Work instruction. Across the whole listing, state how many lines include "Analyze". Add nothing to that number.

Records to process.
Issue #113, opened 2020-11-22
Refactoring - Analyze impact of issue #112 on code and adjust it


JayChouteau:
This issue is to update the source code following the updated database design in issue #112. 

Changes will affect:
- [x] database java file
- [x] UI controller files

Issue #112, opened 2020-11-22
Refactoring - Datasets concept removal


JayChouteau:
The concept of the dataset has to be removed from our database design. This includes:
- [x] dataset table
- [x] operational_conditions table
- [x] Asset_dataset association table
- [x] Dataset_condition association table

In the trained_model table, remove:
- [x] Dataset_id

The reason is that the PO doesn't want different trained models for the same asset type. Datasets shouldn't have an influence on the model, only the asset type should.

Operational conditions and test_or_train value needs to be added somewhere else:
- [x] Add a column (attribute) in the asset table to identify which assets are for training
- [x] Convert operational conditions into an attribute

PR #116, opened 2020-11-26
#112 removing dataset concept

PaulMicu:
This PR is for the script only, adjusting the code will be done with issue #113

### DIFF
--- a/src/main/resources/script/cbms_scriptsV4/V4.02.sql
+++ b/src/main/resources/script/cbms_scriptsV4/V4.02.sql
@@ -1,0 +1,87 @@
+-- This script will make the changes AS requested in issue #112
+
+-- Adding the Archived column in asset to replace the train from dataset and transfer values
+ALTER TABLE cbms.asset ADD COLUMN archived INT(1) NOT NULL DEFAULT '0';
+UPDATE cbms.asset a, cbms.dataset_asset_assoc daa, cbms.dataset d SET a.archived='1' WHERE 
+a.asset_id = daa.asset_id AND
+daa.dataset_id = d.dataset_id AND
+d.train = '1';
+
+-- Remove all constraints, drop the primary key, remake constraints, remake primary key without dataset
+-- Remove dataset_id column from table trained model
+ALTER TABLE cbms.trained_model ENGINE=InnoDB;
+ALTER TABLE cbms.trained_model DROP FOREIGN KEY fk_table1_dataset1;
+ALTER TABLE cbms.trained_model DROP FOREIGN KEY fk_table1_asset_type1;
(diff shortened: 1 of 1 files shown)


jeffbuonamici:
It looks alright to me, but can someone with better SQL knowledge take a look at this to triple check.

jeffbuonamici (approved):

src/main/resources/script/cbms_scriptsV4/V4.02.sql
```diff
@@ -0,0 +1,87 @@
...
+d.train = '1';
+
+-- Remove all constraints, drop the primary key, remake constraints, remake primary key without dataset
+-- Remove dataset_id column from table trained model
+ALTER TABLE cbms.trained_model ENGINE=InnoDB;
+ALTER TABLE cbms.trained_model DROP FOREIGN KEY fk_table1_dataset1;
+ALTER TABLE cbms.trained_model DROP FOREIGN KEY fk_table1_asset_type1;
+ALTER TABLE cbms.trained_model DROP FOREIGN KEY fk_table1_model1;
+DROP INDEX fk_table1_dataset1_idx ON cbms.trained_model;
+DROP INDEX PRIMARY ON cbms.trained_model;
```
JayChouteau, line 17: This line of code works on MariaDB, but doesn't work on SQL server. The alternative syntax on SQL server (if we want everybody in the team to run it), would be:
ALTER TABLE cbms.trained_model DROP primary key;

JayChouteau (changes requested):
Overall, very good work to remove the concept of datasets and shift towards a focus around the asset type as required by the client. I ran the script and it works as intended with all the tables correctly updated. (one exception - see review comment). I like this idea of keeping the operational conditions saved as attributes that can be applied to certain measurements/assets. However, applying them now to the attribute measurements might have been a bit overkill as the client said we didn't care about them and it adds a lot of unnecessary information and entries into our attribute measurement tables. That being said, the cost in time isn't expensive at all and the information is already there in case of future needs, which would seem logical given the motive of use for this project,  so leaving this adding of information is fine. Very structured and complete.

src/main/resources/script/cbms_scriptsV4/V4.02.sql
PaulMicu: I know In doesn't work on MySQL but since we're using MariaDB I don't see the issue. If anyone is using the wrong database it's up to them to correct that and use the chosen one.

JayChouteau: I agree with that statement. I just wanted to make sure. Nice job, I'll approve then!

JayChouteau (approved):

PR #118, opened 2020-11-28
#41 remove asset

### LINKED ISSUE #41: Remove an asset through the UI
As a User, I want to delete an asset from the system so that it is removed from the monitored list.

Refer to UI Prototypes: https://notorious-eng.atlassian.net/l/c/Y5Fr7SZ5

Acceptance Criteria:
- [x] Take the input from the UI and remove the asset from the DB
- [x] Prompts the user with a message "Are you sure you want to permanently delete this item?" before deletion
- [x] Make sure the systems view page is refreshed (asset is deleted from the page - UI)

jeffbuonamici:
This was basically just adding a mouse event handler for the delete button, and then writing an SQL query to delete the asset from the database.

Edit: After talking with @PaulMicu, there will need to be a slight change to the SQL query once his pull request goes through.

### DIFF
--- a/src/main/java/com/cbms/source/local/Database.java
+++ b/src/main/java/com/cbms/source/local/Database.java
@@ -279,6 +279,13 @@ public class Database {
      * @param id
      */
     public void deleteAssetByID(int id) {
-
+        String query = "DELETE FROM attribute_measurements WHERE asset_id = " + id;
+        executeQuery(query);
+        query = "DELETE FROM asset_model_calculation WHERE asset_id = " + id;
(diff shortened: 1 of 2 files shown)


rdsaliba:
@jeffbuonamici if there's a modification to a query required, why don't you include the change within this pull request?

jeffbuonamici:
Because then the code would be merged with an error in it.

JayChouteau:
@jeffbuonamici It seems this branch has conflicts that need to be resolved. Could you take care of it so we can review and merge?

PR #130, opened 2020-12-05
Update issue templates

rdsaliba:


JayChouteau (approved):
This is a good template for bug reports! It will also us to have better descriptions of what is happening, the behavior we expect, and how to reproduce it. Assignees will then be able to leave comments on the resolution in the comments. Nice!

PR #131, opened 2020-12-06
Updating Queries to accomodate the new database design

### LINKED ISSUE #113: Refactoring - Analyze impact of issue #112 on code and adjust it

JayChouteau:
The database design was changed in issue #112 following some discussions with our PO. The conclusions of this discussion, that can be witnessed in the mentioned issue are the following:
- Removal of the dataset concept: we do not care to which dataset the assets, attributes or measurements belong. 
- This also means that we do not care about the difference in operational conditions that are applied to different datasets and how they could have a different impact on the RUL or measurements on the assets. 
- The only thing that will influence the RUL calculation or grouping of data (assets) is the asset type
- The classifiers (trained models) will be based on the asset type and not the dataset
- In our application, we only have 1 asset type, known as 'engine'.

With those conclusions and the update of the database design, some changes were needed to be made on the queries that extract information for the database. Whether it is to create objects or display those objects in the UI, the modifications to the queries and code affected 2 files:
- database.java (where we find all the queries on the db)
- modelcontroller.java (the main controller of our application)

Result:
Starting the application results in a longer start-up process as the preprocessing is done on 4 datasets (1 asset type) now rather than one. The application now also displays all assets (from the 4 datasets test) in the "Systems-dashboard" view as well as the "Systems-list" view instead of only the ones from dataset FD001. The rest of the application behaves normally. 

Eventual todos:
- Add SN values for assets as assets that are over ID=200 do not have SN attached to them and the display of the SN is empty (scripts). 
- Add a dropdown in the "Systems" views to choose which asset type to display assets from.
- Show the asset type name in the "Systems" view on each asset instead of the asset type ID, it would make more sense for a user.

### DIFF
--- a/src/main/java/com/cbms/app/ModelController.java
+++ b/src/main/java/com/cbms/app/ModelController.java
@@ -17,7 +17,6 @@ import com.cbms.source.local.Database;
 import weka.classifiers.Classifier;
 import weka.core.Instances;
 
-import java.sql.SQLException;
 import java.util.ArrayList;
 import java.util.Map;
 import java.util.TreeMap;
@@ -35,7 +34,7 @@ public class ModelController {
 
     private ModelController() throws Exception {
         db = new Database();
-        //trainingSets = db.getTrainDatasets();
+        trainingSets = db.getTrainAssetTypes();
         instancesSets = new TreeMap<>();
         reducedInstancesSets = new TreeMap<>();
         classifierSets = new TreeMap<>();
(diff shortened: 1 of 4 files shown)


jeffbuonamici (approved):
I went through everything and it looks good. 

I don't know if it's a coincidence, but the application seems to be running slower. This is probably something on my end though.

jeffbuonamici:
Fixed a small bug that caused a crash. The ID of the cancel button on the AddSystems page was incorrectly named.

PaulMicu (approved):
The changes are good, we will touch on this again when refactoring sprint 4-5

PR #10167, opened 2026-04-02
feat(server): adopt dashboard locale from browser

pepicrft:
> [!NOTE]
> In a follow-up PR I'll add the option for users to override the language preference for their account.

## Summary
This PR makes the authenticated dashboard adopt the browser language reported by the client.

## What Changed
- added a shared locale normalizer for browser locale strings used by the dashboard
- passed the browser language preferences from the app LiveView client
- set the app request and LiveView locale from the normalized browser locale
- updated the dashboard app layout to reflect the active locale in the HTML `lang` attribute
- reused the same normalization path for marketing `Accept-Language` handling so both sides interpret locale codes consistently
- added focused tests for locale normalization and translated dashboard labels

## Why
The dashboard was translation-aware in its templates and LiveView labels, but the app pipeline never set a locale from the authenticated user's browser preferences. The browser and server were also not guaranteed to use the same locale code format, especially for Chinese variants.

## Impact
Authenticated users now see the dashboard in the language that best matches their browser locale when that locale is supported. This lays the groundwork for a later user setting that can override the browser preference.

## Validation
- `mix test test/tuist_web/locale_test.exs test/tuist_web/live/layout_live_test.exs`

### DIFF
--- a/L10N.md
+++ b/L10N.md
@@ -1,5 +1,4 @@
 ---
-model: "anthropic:claude-sonnet-4-6"
 source_language: "en"
 ---
 
--- a/translate.exs
+++ b/translate.exs
@@ -519,7 +519,8 @@ defmodule L10n.CLI do
     * `--force`, `-f` — Re-translate all files, ignoring lock state
     * `--locale`, `-l` — Translate only the specified locale (e.g., `--locale es`)
     * `--model`, `-m` — Override the LLM model from L10N.md (e.g., `--model openai:gpt-4.1`)
-    * `--concurrency`, `-c` — Max parallel translations per .pot file (default: 4)
+    * `--concurrency`, `-c` — Max parallel translations per locale within one source file (default: 4)
+    * `--pot-concurrency` — Max parallel source files being translated at once (default: 1)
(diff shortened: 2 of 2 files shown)


server/test/tuist_web/live/layout_live_test.exs
```diff
@@ -164,6 +165,18 @@ defmodule TuistWeb.LayoutLiveTest do
...
+    @tag user_role: :user
+    test "uses the session locale for translated dashboard labels", %{
+      params: params,
+      session: session
+    } do
+      {:cont, socket} = Locale.on_mount(:assign_locale, %{}, Map.put(session, "locale", "es"), %LiveView.Socket{})
+
+      {:cont, socket} = LayoutLive.on_mount(:project, params, session, socket)
+
+      assert Enum.any?(Enum.at(socket.assigns.breadcrumbs, 0).items, &(&1.label == "Crear organización"))
```
pepicrft, line 178: Codex decided to add an integration test, and I think it's a good idea. I don't expect that piece of text to change, so I think it's fine.

fortmarek (approved):

PR #10228, opened 2026-04-09
fix(cli): use combined module map to avoid argument list too long errors

fortmarek:
## Summary

Fixes "Argument list too long" (E2BIG) errors during `tuist cache` and `tuist test` for targets with many transitive dependencies.

There are two sources of argument list bloat, addressed by two commits:

### 1. Combined module map (commit b279d26)

- The `ModuleMapMapper` previously added individual `-fmodule-map-file=<path>` flags for each transitive dependency's module map. For large dependency graphs, this produced 300+ build setting entries in `OTHER_C_FLAGS` and `OTHER_SWIFT_FLAGS`
- Now generates a single combined module map file per target using clang's `extern module` declarations, referenced by one `-fmodule-map-file` flag. Reduces flag count from O(N) to O(1)

### 2. Framework search paths response file (commit d6df2bf)

- When cached targets are replaced with xcframeworks, each xcframework lives in its own hash-based directory (`~/.cache/tuist/Binaries/<hash>/`). The `LinkGenerator` added each as a `FRAMEWORK_SEARCH_PATHS` entry, producing 100+ unique `-F` flags
- Swift compilation handles this fine (uses `.resp` response files), but C/ObjC compilation (e.g. `_vers.c`, `.m` files) receives all flags directly on the command line, exceeding `ARG_MAX`
- When a target has 20+ precompiled framework search paths, they are now written to a `Derived/FrameworkSearchPaths/<TargetName>.resp` file and referenced via `@file` in `OTHER_CFLAGS`, `OTHER_SWIFT_FLAGS`, and `OTHER_LDFLAGS`. Clang and ld natively support `@file` expansion
- Below the threshold, behavior is unchanged

## Test plan

- [x] `ModuleMapMapperTests` pass (3 existing tests updated + side effect assertions)
- [x] `LinkGeneratorTests` pass (33 tests including new `test_setupFrameworkSearchPath_consolidatesIntoResponseFile_whenManyPrecompiledPaths`)
- [x] Full workspace build succeeds (`xcodebuild build -scheme Tuist-Workspace`)

### E2E verification with 800-module fixture

Created a fixture project with 800 framework targets + one "GodModule" that depends on all 800 (with an ObjC source file to trigger C compilation):

1. `tuist cache` to cache all 801 targets as xcframeworks
2. Invalidate GodModule's cache
3. `tuist cache --generate-only` to regenerate with 800 cached xcframework dependencies

**Before fix** (tuist 4.176.4):
- `FRAMEWORK_SEARCH_PATHS` for GodModule: 800 entries pointing to `~/.cache/tuist/Binaries/<hash>`
- All expanded as `-F` flags on the C compiler command line

**After fix**:
- `FRAMEWORK_SEARCH_PATHS`: empty (cache paths removed)
- `OTHER_CFLAGS`: `@$(SRCROOT)/Derived/FrameworkSearchPaths/GodModule.resp`
- Response file: 800 `-F<path>` lines, read by clang via `@file` (bypasses ARG_MAX)
- `xcodebuild build -scheme GodModule` succeeds (including ObjC compilation)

Exercise response. 2